Finland: new women's prison to let inmates cook, use internet
Miia Jokinen mows the lawn next to the Hämeenlinna women’s prison in Southern Finland while a security guard monitors her progress. Jokinen is serving her first jail sentence at the prison and has eight months to go before she is released. She admits that adjusting to freedom can be challenging.
“Of course, adapting to life after prison has its own challenges. It helps if you get into an open facility to reintegrate into normal life early on,” Jokinen reflected.
Across the street, the construction of the new Hämeenlinna women’s prison is on schedule, with authorities planning to transfer inmates there in October 2020. They say conditions of the new facility, which will cost about 34 million euros, are better suited to promote independence. Authorities aim to encourage inmates to take more responsibility for their life in the future.
“This way, we get new opportunities. We’ll be able to prepare for our life ahead and maybe get better direction. At least, those of us who want it,” said Jokinen.

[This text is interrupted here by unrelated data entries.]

PR #9557, opened 2019-11-30
fiddle code snippets

flexsurfer:
image


fiddle/src/status_im/ui/components/react.cljs
```diff
@@ -51,6 +51,7 @@
 (def text-input-class (get-web-class "TextInput"))
 (def image-class (get-web-class "Image"))
 (def picker-obj nil)
+(def animated-flat-list-class #())
```
vitvly, line 54: Why does is it declared differently from e.g. `picker-class` below?

vitvly (approved):

Issue #9470, opened 2019-11-18
Ignore Dark Mode setting on iOS13


errorists:
# Problem

At present, whenever dark mode is enabled on iOS, it only introduces a bunch of bugs without any advantages. 

- Status bars are presented white making them invisible against our white backgrounds, 

- photo picker dialogues are presented with incorrect styling all over, making them difficult to use
- dark keyboards are an unwelcome sight without a Dark Mode of our own.

## Implementation

To quote the maestro @flexsurfer 

> it seems like simple one to ignore dark mode
add this to your Info.plist file:
    <key>UIUserInterfaceStyle</key>
    <string>Light</string>

## Acceptance Criteria

There are no visible changes to our UI when dark mode is enabled.

thank you kindly! 🙏

rasom:
All mentioned issues except Status Bar are fixed in #9564. 
Status Bar should be fixed with RN upgrade https://github.com/facebook/react-native/issues/26619#issuecomment-541143915

PR #9564, opened 2019-12-02
[#9470] ignore dark mode on iOS

rasom:
fixes (partially)  #9470

### DIFF
--- a/ios/StatusIm/Info.plist
+++ b/ios/StatusIm/Info.plist
@@ -2,6 +2,8 @@
 <!DOCTYPE plist PUBLIC "-//Apple//DTD PLIST 1.0//EN" "http://www.apple.com/DTDs/PropertyList-1.0.dtd">
 <plist version="1.0">
 <dict>
+	<key>UIUserInterfaceStyle</key>
+	<string>Light</string>
 	<key>CFBundleBuildUrl</key>
 	<string>????</string>
 	<key>NSFaceIDUsageDescription</key>


ios/StatusIm/AppDelegate.m
```diff
@@ -50,6 +50,9 @@ - (BOOL)application:(UIApplication *)application didFinishLaunchingWithOptions:(
   RCTRootView *rootView = [[RCTRootView alloc] initWithBridge:bridge
                                                       moduleName:@"StatusIm"
                                                initialProperties:nil];
+  if (@available(iOS 13.0, *)) {
+      rootView.overrideUserInterfaceStyle = UIUserInterfaceStyleLight;
+  }
```
jakubgs: Maybe a comment explaining this hack would be a good idea?

rasom: It looks kind of self explanatory to me, what exactly would you like to see there? I will add it.

flexsurfer (approved):

errorists:
I don't see a difference, Status Bar is still using the white appearance, making it invisible. Keyboards are using the dark appearance, image picker remains all bugged up 😿

ios/StatusIm/AppDelegate.m
jakubgs: Comments aren't supposed to explain what code does, they are supposed to explain why we want what it does. Why do we want this hack? It's not clear from the code.

rasom:
@errorists the issue with amount on transaction sending is fixed, but it seems that the stuff which is outside application's view is not affected by this change

errorists:
@rasom can you go a layer upward, more global, more root? ;)

ios/StatusIm/AppDelegate.m
rasom: We will have a link to the original GH issue in the commit, should be sufficient enough imo, but well I can put that link to the code as well if necessary.

jakubgs: Yes, usually `git blame` is all you need, but if something is a "temporary solution" as you state in the PR description than I think it's only fair to indicate that with a comment. It's too easy to forget about stuff like that and leave it there without a clear indication that it's a temporary hack. But that's just my preference.

rasom:
it seems that we need to upgrade RN in order to fix status bar https://github.com/facebook/react-native/issues/26619#issuecomment-541143915

rasom:
keyboard should be fixed now, not sure if we can fix image picker

rasom:
I read a bit more about `UIUserInterfaceStyle` and seems that it is a problem only in case if app is built using Xcode 10.*, it should work in our case. 

@errorists please take a look when build will be ready. Keyboard, image picker, transaction amount are fixed, status bar is not. We still need to upgrade RN for status bar, I will try to do this tomorrow.

rasom:
I will merge this one and upgrade RN in a separate PR, it might take some time.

Inmates to wash their own laundry, shovel snow
Former inmates often have a hard time adjusting to everyday life outside prison walls. One advantage of the new prison model is that inmates will have better opportunities to practice dealing with routine tasks, officials say.
“Inmates are encouraged to become more self-reliant, independent and responsible. They will tend to an allotted plot of land, shovel snow from their ward’s yard in winter and gradually begin cooking and washing their laundry,” said Petri Niemelä, development manager of the Criminal Sanctions Agency, an organisation that helps former inmates adjust to life outside prison.

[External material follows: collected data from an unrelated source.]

PR #9568, opened 2019-12-02
[#9288]Improve 'snackbar' animation behavior

### LINKED ISSUE #9288: Improve 'snackbar' animation behavior
# Problem
We use a 'snackbar' (i.e. notification bar) to indicate the client's connectivity status. On spotty networks the snackbar changes states every few milliseconds and makes the app appear glitchy (i.e. bar is visually perceived as 'flicker').

The bar has the following states:

- Connecting
- Offline
- Connected

The snackbar is used in combination with the blue 'nightrider' when connected that indicates 'fetching messages'. When the green connection bar appears, it is sometimes shown at the same time as the fetching messages bar.

Click each button in this prototype to view the behavior: https://framer.cloud/MsLgV/

## Implementation
The best solution to remove the glitchy appearance is still to be specified, but it [mostly has to do with](https://github.com/status-im/status-react/issues/9288#issuecomment-557576337): 

• adding delays when we consider a change of state permanent,
• being more lax and forgiving
• smoothing the animation so it doesn't drop frames,
• forcing the state to be persistent for at least ~1000ms so it doesn't blink,
• only saying that you're Online after being Offline for a prolonged period, not every time we wake the app.

#### Other ideas
- Seperate the logic of when the client is considered 'connected' from the immediate display of the snackbar. E.g. if the connection remains for ca. 1000ms show snackbar
- Introduce an 'Unstable network' state or stay offline if connection is lost more than x times within a given period.
- Introduce dependency between blue nightrider and snackbar to ensure they do not appear at the same time. 
- We may want to change the definition of connectivity. 

## Acceptance Criteria
The basic requirement of this issue is UI smoothing.

When on a spotty network, the snackbar showing connectivity status shouldn't change as frequently as it does now, but still inform users of whether or not they are able to send and receive messages.

Please force an uninterrupted display of a state for 1000ms.

Snackbar and nightrider never appear at the same time. Snackbar takes precedence over nightrider. User will only see the nightrider if definitively _online_ and collecting messages.

Please also prevent the snackbar from displaying each time the user wakes the app from background. It's gratuitous, unless the app is having trouble connecting and remains _offline_ for some reasonable amount of time.

## Notes
Feel free to propose additional solutions, we're not sure on the best approach here.

## Future Steps
Test on spotty network
Consider reintroducing the snackbar to the Wallet depending on latest loading state indicators (https://github.com/status-im/status-react/issues/8443#issuecomment-539045418)

tbenr:
fixes #9288

~~I started moving the logic from `subscription` to an `fx.` The idea is that, from `fx,` I set a new connectivity state in `db` (by "absorbing"\"smoothing" the unwanted fast state changes). The connectivity view subscribes directly to this new `:connectivity/status`.
**a feedback is needed on that**
I don't like a lot the "intrusiveness" in `mailserver` but I didn't find an alternative way to completely decouple state logic from subscription\ui.~~

still need to do:
- [x] "absorbing" \ "smoothing" logic
    - transition from `connected` or `connecting` to `offline` are immediate.
    - all other transitions (including activation of 'nightrider') will be applied no more than 1 per second.
- [x] wallet state\chat state separation
    - states are offline-connecting-connected.
    - I left the three error messages currently supported, showed here:
       https://github.com/status-im/status-react/issues/9288#issuecomment-560474381
       https://github.com/status-im/status-react/issues/9288#issuecomment-560496633 
    - wallet offline state can be based on `:offline?` subscription.
- [x] avoid simulaneous snackbar\nightrider
   - when snackbar goes away, if still loading, nightrider appears.
- [x] avoid "connecting" when coming back from background
   - coming back from background, in the first 5 seconds, all state transitions are delayed by 5s. Thus if the app is able to reconnect within this timeframe, no 'snackbar' is displayed. The same applies to 'nightrider'.
- [x] code cleanup

status: ready

### DIFF
--- a/src/status_im/init/core.cljs
+++ b/src/status_im/init/core.cljs
@@ -21,13 +21,14 @@
 (fx/defn initialize-app-db
   "Initialize db to initial state"
   [{{:keys [view-id hardwallet initial-props desktop/desktop
-            supported-biometric-auth network/type]} :db}]
+            supported-biometric-auth network/type app-active-since]} :db now :now}]
   {:db (assoc app-db
               :initial-props initial-props
               :desktop/desktop (merge desktop (:desktop/desktop app-db))
               :network/type type
               :hardwallet (dissoc hardwallet :secrets)
               :supported-biometric-auth supported-biometric-auth
+              :app-active-since (or app-active-since now)
               :view-id view-id)})
 
 (fx/defn initialize-views
--- a/src/status_im/ui/components/connectivity/view.cljs
+++ b/src/status_im/ui/components/connectivity/view.cljs
@@ -1,15 +1,17 @@
 (ns status-im.ui.components.connectivity.view
   (:require-macros [status-im.utils.views :refer [defview letsubs] :as views])
   (:require [reagent.core :as reagent]
+            [re-frame.core :as re-frame]
             [status-im.ui.components.react :as react]
             [status-im.ui.components.connectivity.styles :as styles]
             [status-im.i18n :as i18n]
             [status-im.ui.components.colors :as colors]
             [status-im.ui.components.animation :as animation]
             [status-im.utils.utils :as utils]
+            [status-im.utils.datetime :as datetime]
             [status-im.utils.platform :as platform]))
 
-(def connectivity-bar-height 35)
+(def connectivity-bar-height 36)
 (def neg-connectivity-bar-height (- connectivity-bar-height))
 
 (defn easing [direction n]
@@ -68,54 +70,76 @@
 
 (def to-hide? (reagent/atom false))
 
-(defn manage-visibility [connected? anim-opacity anim-y]
+(defn manage-visibility [connected? animate? anim-opacity anim-y status-hidden]
+  "status-hidden is a per-view state, while to-hide? is a global state common to
+all connectivity views (we have at least one view in home and one in chat)"
   (if connected?
-    (when @to-hide?
-      (animation/start
-       (animation/parallel
-        [(animation/timing anim-opacity
-                           {:toValue 0
-                            :delay 800
-                            :duration 150
-                            :easing (.-ease (animation/easing))
-                            :useNativeDriver true})
-         (animation/timing anim-y
-                           {:toValue         (if platform/desktop? 0 neg-connectivity-bar-height)
-                            :delay           800
-                            :duration        150
-                            :easing          (.-ease (animation/easing))
-                            :useNativeDriver true})])
-       ;; second param of start() - a callback that fires when animation stops
-       #(reset! to-hide? false)))
+    (if animate?
+      (when (and @to-hide? (not @status-hidden))
+        (animation/start
+         (animation/parallel
+          [(animation/timing anim-opacity
+                             {:toValue 0
+                              :delay 800
+                              :duration 150
+                              :easing (.-ease (animation/easing))
+                              :useNativeDriver true})
+           (animation/timing anim-y
+                             {:toValue         (if platform/desktop? 0 neg-connectivity-bar-height)
+                              :delay           800
+                              :duration        150
+                              :easing          (.-ease (animation/easing))
+                              :useNativeDriver true})])
+         ;; second param of start() - a callback that fires when animation stops
+         #(do (reset! to-hide? false) (reset! status-hidden true))))
+      (do
+        (animation/set-value anim-opacity 0)
+        (animation/set-value anim-y (if platform/desktop? 0 neg-connectivity-bar-height))
+        (reset! to-hide? false)
+        (reset! status-hidden true)))
     ;; else
-    (animation/start
-     (animation/parallel
-      [(animation/timing anim-opacity
-                         {:toValue 1
-                          :duration 150
-                          :easing (.-ease (animation/easing))
-                          :useNativeDriver true})
-       (animation/timing anim-y
-                         {:toValue (if platform/desktop? connectivity-bar-height 0)
-                          :duration 150
-                          :easing (.-ease (animation/easing))
-                          :useNativeDriver true})])
-     ;; second param of start() - a callback that fires when animation stops
-     #(reset! to-hide? true))))
+    (if animate?
+      (when (and (not @to-hide?) @status-hidden)
+        (animation/start
+         (animation/parallel
+          [(animation/timing anim-opacity
+                             {:toValue 1
+                              :duration 150
+                              :easing (.-ease (animation/easing))
+                              :useNativeDriver true})
+           (animation/timing anim-y
+                             {:toValue (if platform/desktop? connectivity-bar-height 0)
+                              :duration 150
+                              :easing (.-ease (animation/easing))
+                              :useNativeDriver true})])
+         ;; second param of start() - a callback that fires when animation stops
+         #(do (reset! to-hide? true) (reset! status-hidden false))))
+      (do
+        (animation/set-value anim-opacity 1)
+        (animation/set-value anim-y (if platform/desktop? connectivity-bar-height 0))
+        (reset! to-hide? true)
+        (reset! status-hidden false)))))
 
 (defn connectivity-status
-  [{:keys [connected?]} anim-translate-y]
+  [{:keys [connected?]} anim-translate-y status-hidden]
   (let [anim-translate-y (or anim-translate-y (animation/create-value 0))
         anim-opacity     (animation/create-value 0)]
-    (manage-visibility connected?
-                       anim-opacity anim-translate-y)
     (reagent/create-class
-     {:component-did-update
+     {:component-did-mount
+      (fn []
+        (manage-visibility connected? false
+                           anim-opacity anim-translate-y status-hidden))
+      :should-component-update
+      ;; ignore :loading-indicator?
+      (fn [_ [_ old_p] [_ new_p]]
+        (not= (dissoc old_p :loading-indicator?)
+              (dissoc new_p :loading-indicator?)))
+      :component-did-update
       (fn [comp]
-        (manage-visibility (:connected? (reagent/props comp))
-                           anim-opacity anim-translate-y))
+        (manage-visibility (:connected? (reagent/props comp)) true
+                           anim-opacity anim-translate-y status-hidden))
       :reagent-render
-      (fn [{:keys [view-id message on-press-fn connected? connecting?] :as opts}]
+      (fn [{:keys [view-id message on-press-event connected? connecting?] :as opts}]
         [react/animated-view {:style               (styles/text-wrapper
                                                     (assoc opts
                                                            :height (if platform/desktop?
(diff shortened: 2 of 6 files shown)


tbenr:
@errorists @hesterbruikman please have a look if makes sense to you. The only missing part is the wallet status. A quick feedback from @cammellos to https://github.com/status-im/status-react/issues/9288#issuecomment-560506209 would help :-)

tbenr:
@jakubgs `make release-android` and `make test` are ok on my laptop.. can you have a look why android failed? thanks!

jakubgs:
```
internal/modules/cjs/loader.js:638
    throw err;
    ^

Error: Cannot find module 'react'
    at Function.Module._resolveFilename (internal/modules/cjs/loader.js:636:15)
    at Module._load (internal/modules/cjs/loader.js:562:25)
    at Function.hookedLoader [as _load] (/home/jenkins/workspace/status-react_prs_android_PR-9568/target/test/test.js:14:10)
    at Module.require (internal/modules/cjs/loader.js:692:17)
    at require (internal/modules/cjs/helpers.js:25:18)
    at /home/jenkins/workspace/status-react_prs_android_PR-9568/target/test/reagent/impl/util.js:11:139
    at Object.<anonymous> (/home/jenkins/workspace/status-react_prs_android_PR-9568/target/test/reagent/impl/util.js:17:3)
    at Module._compile (internal/modules/cjs/loader.js:778:30)
    at Object.Module._extensions..js (internal/modules/cjs/loader.js:789:10)
    at Module.load (internal/modules/cjs/loader.js:653:32)
Error encountered performing task 'doo' with profile(s): 'test'
Subprocess failed
```
I've seen this failure before, but I never knew what the reason is. It seems random.

hesterbruikman:
Having trouble testing properly. On iOS I appear to be offline on chat entirely, even though my device is online.

Tried public chat and 1:1 message.

If you think the cause is unrelated, could you record your screen with the search bar behavior @tbenr ?

IMG_0308

tbenr:
@hesterbruikman I had the same issue in android too. I reinstalled the app and created a new account. I think something changed in one of the latest PR.

tbenr:
@hesterbruikman and i think due to the same PR, now all channels are empty. seems that we cant see messages coming from the old app.

hesterbruikman:
@tbenr thanks for your patience on this issue! Tried the Android build; Here are some things I notice:

- Feels a lot better than the manic blue nightrider and snackbar toggling we had before!
- (Unrelated to PR?) Newly added Public chats are not fetching messages even though I'm positive they contain messages. A public chat that I already joined with the account I retrieved did fetch messages. Is this the same thing you came across with _"all channels are empty"_?

- I seem to only get a `Connecting...` state when switching to Wifi and not when switching to Mobile data. This seems like a bug as the 3 specified states for both Wallet and Chat are: Connecting - Connected - Offline; Implemented seperately. Result is that I'm clearly on 4G, sync over mobile data is set, but I appear offline. See image below.

Connecting state

- The copy of `History syncing offline, waiting for Wi-Fi. Change` can be shortened. See this design by @errorists 
Waiting for wifi




I will leave this install for ca. 24h with some high traffic channels so I can see how the `fetching messages blue nightrider` behaves in combination with the snackbar.

cammellos:
@hesterbruikman current PR/nightly builds are not compatible with earlier versions, so in order to check whether this build is receiving messages it should be tried in a chat where we know that there are messages from recent builds (use this PR for example, that's the safest)

hesterbruikman:
Thanks @cammellos that resolves the 2nd bullet point 👍 
> (Unrelated to PR?) Newly added Public chats are not fetching messages even though I'm positive they contain messages. A public chat that I already joined with the account I retrieved did fetch messages. Is this the same thing you came across with "all channels are empty"?

Sent message from one account in public channel using PR build, shows up when checking the same public channel with another account using PR build.

tbenr:
@hesterbruikman thanks for the feedback! A couple of questions:
1. I'm changing `History syncing offline, waiting for Wi-Fi. Change` to `Offline waiting for Wi-Fi. Change`. Since it is a translated label, whats the best way to "re-trigger" translation process in the other language?

2. regarding bullet 3 related to the missing `Connecting...` sounds a bit strange since i didn't change anything which could justify a different behaviour between mobile and wifi connectivity. As per my experience sometime you have to wait a bit more until it tries to reconnect. Can you try again waiting a bit more?

Notice also that sometimes you can pass from `Offline` directly to `Connected` because I impose, as requested, the state change to be effective after 1s, and if in the meantime you get connected, the final state `Connected` will override the intermediate `Connecting...` not yet "activated"

errorists:
the iOS builds all expired, can I ask for some links, I want to test this one out :)

hesterbruikman:
>     1. I'm changing `History syncing offline, waiting for Wi-Fi. Change` to `Offline waiting for Wi-Fi. Change`. Since it is a translated label, whats the best way to "re-trigger" translation process in the other language?

@tbenr checked with @jinhojang6 Automated, changes will appear in Localise

> 2. regarding bullet 3 related to the missing Connecting... sounds a bit strange since i didn't change anything which could justify a different behaviour between mobile and wifi connectivity. As per my experience sometime you have to wait a bit more until it tries to reconnect. Can you try again waiting a bit more?

Could be an existing bug on spotty networks. I have **not** been able to reproduce 👍. Please bear with me for an hour or so while I walk around the house trying to mimic spotty network behavior 🏃‍♀

hesterbruikman:
Here's a [recording](https://file.globalupload.io/BLROMtUC7q.gif) that shows issue nr. 2. It could be that it's simply caused by my phone showing I have 4G connection, while I actually don't have internet connect. If that's the case my phone is fooling me, Status is actually `Offline` and not `Connecting...`

To reproduce:
1. Start one multiaccount
2. Set Sync settings to Use mobile data
3. Sign out
4. Switch Wi-Fi off
5. On same build, start another multiaccount
6. Join same public channel
7. Send bunch of messages 
8. Switch to first multiaccount

Result: Snackbar remains set to `Offline` for ca. 30sec, while phone seems to have 4G connection. Then switches instantly to Connected.

9. Toggle Airplane mode on
10. Toggle Airplane mode off

Result: Snackbar remains set to `Offline` for ca. 15sec, while phone seems to have 4G connection. Then switches instantly to Connected.

tbenr:
@hesterbruikman Thanks for the feedback! I think I found the issue

tbenr:
@hesterbruikman yes now it is definitely better. As always I introduce this with the very last change before committing :)

changed `History syncing offline, waiting for Wi-Fi. Change` to `Offline waiting for Wi-Fi. Change`

@errorists you have a fresh new iOS build to test.

errorists:
thanks a bunch! In the limited testing I was able to do on rather ok networks, it seems good, much improved and not such a nuisance anymore 🎉 I only managed once to get the 'Connected' state stuck right after opening the app, changing tabs helped to make it disappear. I'm curious for QA to stress test this

tbenr:
@errorists I'd like to catch that 'connected' stuck. Are you on android or ios?

errorists:
@tbenr latest iOS. I tested the build yesterday in the evening, this happened today in the morning after waking the app and signing in. Can reproduce each time I wake the app from being killed.

edit: Ok, this time I can't make it go away, changing tabs didn't help.

errorists:
@tbenr recorded a video [here](https://www.dropbox.com/s/v0thlfvdisfzjpa/tbenr.mp4?dl=0)

tbenr:
@errorists great! This evening I'll take a look and fix

tbenr:
@errorists I replicated the issue and now should be fixed.

errorists:
hey, so are we ready to merge this please? :) @tbenr if you don't mind adding one more small fix in the meantime, to increase the height of the connectivity snackbar from 35 to 36 to comply with the design? 🙏

tbenr:
@errorists done!

hesterbruikman:
@tbenr Happy New Year!

One issue here, can you see if you can identify the cause in the code? If need be we can separate it from this issue to not delay merging these improvements.

- Let phone go to sleep mode 
- Wake up phone and Open Status and then go back to app (to Status) 
- it shows "Offline" state ~5-10 sec.

Will try to replicate in parallel.

tbenr:
@hesterbruikman happy new year you too!
I'll double check it, if you could take a video of that it would help

hesterbruikman:
Thanks @tbenr!

Can't reproduce myself, but @churik is looking into it. Could be an issue in nightly that is coincidentally resolved (not introduced) by your PR.

churik:
I think that it is separate issue, steps in my case are:
- login to Status
- join any chat
- lock phone
- wait ~3 min (in my case sleep in "Lock screen" is set to "After 1 min of inactivity")
- unlock phone

Status came back online after 5-30 sec.
In the case of nightly "Offline" is shown during this time.
https://drive.google.com/open?id=1fS21FKalXFpSkr6da3oBk28DTPGhgnpl (33 sec in general)

In PR nothing is shown, then "Connecting":
https://drive.google.com/file/d/1vzI3r9CPkzjddncuf7jFKf1zqe272gDd (26 sec in general)

hesterbruikman:
To me it seems the behavior of the PR is as desired, but there are definitely some improvements we can make in a new issue. I'd like to hash out the details of this new issue here.

Some observations, please correct me if any of these are wrong:
- The app is not considered `Offline` while it is booting and doesn't show `Offline` snackbar. I'm fine with that. It would be strange to see the app Offline while you are clearly connected to mobile data or wifi.
- `Connecting...` being shown for 5-30 seconds is one issue. The fact that I'm not sure what's going on during that time is another. `Connecting...` seems to capture two states in one label which is confusing. From the UI I don't know if the app has issues connecting with a Mailserrver or if the Mailserver is simply receiving a lot of traffic and therefore fetching messages is taking a long time.

@tbenr do you see ways to differentiate between `Connecting...` and `Fetching...` This is what the blue nightrider was responding to, but I think it's behavior was inaccurate / gave conflicting and too much information together with the snackbar.

So for Chat you would get:
- Offline (no Internet connection)
- Connecting (find and connect to Mailserver)
- Fetching (collecting messages from the Mailserver)

tbenr:
@hesterbruikman 

> @tbenr do you see ways to differentiate between `Connecting...` and `Fetching...` This is what the blue nightrider was responding to, but I think it's behavior was inaccurate / gave conflicting and too much information together with the snackbar.
> 
> So for Chat you would get:
> 
> * Offline (no Internet connection)
> * Connecting (find and connect to Mailserver)
> * Fetching (collecting messages from the Mailserver)

it is already differentiated but, as per my experience, most of he time is spent in "connecting" state and "connecting"+"fetching" state (don't know if\when the latter happens). Because of requirements by @errorists we don't want to see nightrider together with snackbar, so the only chance you have to see nightrider is when the fetching takes more than 1s ("fetching" state alone for more than 1s).

hesterbruikman:
> it is already differentiated but, as per my experience, most of he time is spent in "connecting" state and "connecting"+"fetching" state (don't know if\when the latter happens). Because of requirements by @errorists we don't want to see nightrider together with snackbar, so the only chance you have to see nightrider is when the fetching takes more than 1s ("fetching" state alone for more than 1s).

I see, so does the fact that the nightrider doesn't come up means that the fetching alone takes less than 1s?

tbenr:
@hesterbruikman exactly :)

src/status_im/init/core.cljs
```diff
@@ -21,13 +22,14 @@
...
   [{{:keys [view-id hardwallet initial-props desktop/desktop
-            supported-biometric-auth network/type]} :db}]
+            supported-biometric-auth network/type app-active-since]} :db}]
   {:db (assoc app-db
               :initial-props initial-props
               :desktop/desktop (merge desktop (:desktop/desktop app-db))
               :network/type type
               :hardwallet (dissoc hardwallet :secrets)
               :supported-biometric-auth supported-biometric-auth
+              :app-active-since (or app-active-since (datetime/timestamp))
```
flexsurfer: we have :now cofx

src/status_im/init/core.cljs
```diff
@@ -21,13 +22,14 @@
 (fx/defn initialize-app-db
   "Initialize db to initial state"
   [{{:keys [view-id hardwallet initial-props desktop/desktop
-            supported-biometric-auth network/type]} :db}]
+            supported-biometric-auth network/type app-active-since]} :db}]
```
flexsurfer: you can use `now :now`

tbenr: right.

src/status_im/init/core.cljs
```diff
@@ -21,13 +21,14 @@
 (fx/defn initialize-app-db
   "Initialize db to initial state"
   [{{:keys [view-id hardwallet initial-props desktop/desktop
-            supported-biometric-auth network/type]} :db}]
+            supported-biometric-auth network/type app-active-since now]} :db}]
```
flexsurfer: its not  in the db its in cofx , so you need to destructure it  `{{} :db now :now}`

tbenr: 😢

churik:
@tbenr  can I ask you to rebase your branch to current develop?

tbenr:
@churik yes, give me few minutes

tbenr:
@churik done, let's see how e2e goes

src/status_im/ui/components/connectivity/view.cljs
```diff
@@ -133,29 +157,84 @@
...
             window-width (reagent/atom 0)]
-    {:component-did-mount
-     (fn []
-       (when anim-translate-y
-         (if (:connected? status-properties)
-           (animation/set-value anim-translate-y neg-connectivity-bar-height)
-           (animation/set-value anim-translate-y 0))))}
-    (let [{:keys [loading-indicator?]} status-properties]
+    (let [loading-indicator? (:loading-indicator? current-ui-status-properties)
+          _ (propagate-status status-properties app-active-since current-ui-status-properties)]
```
flexsurfer: you must use react  lifecycle methods like `component-did-update`

flexsurfer (changes requested):

tbenr:
@flexsurfer i'd like to do some test around your review but latest rebase to dev always remains like that:
image

in logs i see:
`DEBUG [status-im.events:602] - :event-str {"type":"mailserver.request.completed","event":{"requestID":"0x088301241e6d472480e6b843687f054372f343ae65ec8e08be3c748a1e293b42","lastEnvelopeHash":"0x0000000000000000000000000000000000000000000000000000000000000000","cursor":"","errorMessage":"request is invalid: query range must be smaller or equal to 24 hours"}}`

errorists:
@tbenr you need to change your fleet settings from prod to eth.staging, learned that the hard way ;)

tbenr:
@errorists mercy :)

src/status_im/ui/components/connectivity/view.cljs
tbenr: @flexsurfer doesn't work very well: i need to run that code every time one of the letsub changes.
lifecycle fires only if view's props change, right?

flexsurfer: in theory it should work , but if not you could create new component and pass parameters

flexsurfer (approved):

churik:
@tbenr awesome work!
Checked:
- offline/online transition
- changing network state / reopening app
- background / foreground
- "retry to connect to mailserver" state
- @Serhy also checked mobile data popup and transition from offline to 3g network.

Thanks a lot!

The wards are designed in such a way that the traditionally long corridors are replaced with spaces where inmates can prepare their own food while being easily monitored by security guards.
Limited access to online digital services
Former inmates that are familiar with digital services find it easier to integrate into society after their release. Every cell in the new prison will have a tablet with limited access to the internet. Inmates will not be able to browse the web outside of the permitted websites.
“We’ll be able to fill in online forms and connect with the prison staff. We will receive a list of websites that we’re allowed to use independently as per the rehabilitation program,” said Jokinen.
The aim is to prevent former inmates from returning to prison
Half of the former inmates in Finland return to a life of crime and are imprisoned again within five years. According to Johanna Huhtala, executive director of assisted living provider Sininauha, which helps former inmates in Pori, Western Finland, where the alarming rate of recidivism indicates that too many recently released inmates have no support system in place and lack the skills to manage everyday tasks.
The Hämeenlinna Prison currently holds 36 cells. In addition to the closed wards, it has a family ward that accommodates remand prisoners with children less than two years old.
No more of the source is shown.